WHAT TO DO
Show, from the records below, all lines that contain the word "think".

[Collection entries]
PR #1689, opened 2026-06-26
Add childcare info

emmaco:
add childcare page and link to childcare page from a11y page

🖼️ Preview available 🖼️ : https://ep-website--1689.org.readthedocs.build/


hypha (commented):
Great work @emmaco! I wonder if it makes sense to put the childcare page on the menu as well, perhaps under Attend, so it's easier to find?

nikoshell (approved):

src/data/nav.ts
```diff
@@ -65,6 +65,7 @@ const L = {
     external: true,
   },
   accessibility: { label: "Accessibility", url: "/accessibility" },
+  childcare: { label: "Childcare", url: "/childcare" },
```
hypha, line 68: I don't see childcare on the menu from preview. Looks like in this brave new way of adding to the menu, this part just defines the registry, and to actually reference it, perhaps it needs to be added after https://github.com/emmaco/website/blob/a4ff75fae0f05d93193a0d680105963d5e8121f3/src/data/nav.ts#L176

emmaco: Ah, I think I just missed adding it there. I'll update now.

hypha (approved):
Thank you Emma! I am so happy to see it on the menu now <3

emmaco:
If it's okay, are you able to merge please @hypha? I don't think I have permissions for that.

hypha:
More than OK @emmaco! Sorry I thought perhaps you preferred to merge when ready (and that you had permission). Merged now with big thanks!

PR #1690, opened 2026-06-26
add participation encouragement for grant recipients

hypha:


europython-society:
# Preview available
|Key|Value|
|---|---|
|url|https://ep2026-finaid-warmth.ep-preview.click|
|last update|2026-06-26T11:12:14.379Z|

thepetk (approved):
lgtm! We could merge it as is.

However the question might still remain: Folks might need to identify which is event is free and which needs a ticket maybe. So we could also explain that the ticket granted via Finaid gives access to conference and sprints while for all other events they need to register (if registration applies) ? WDYT?

hypha:
@thepetk yeah it's difficult because we do not want to lay out policy again in the message that is meant to be encouraging. I added some gentle clarification here: https://github.com/EuroPython/website/pull/1690/changes/74fa2a33fa4508879a454050172d11e37d733f1a WDYT?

ANSWER AREA
emmaco: Ah, I think I just missed adding it there. I'll update now.
If it's okay, are you able to merge please @hypha? I don't think I have permissions for that.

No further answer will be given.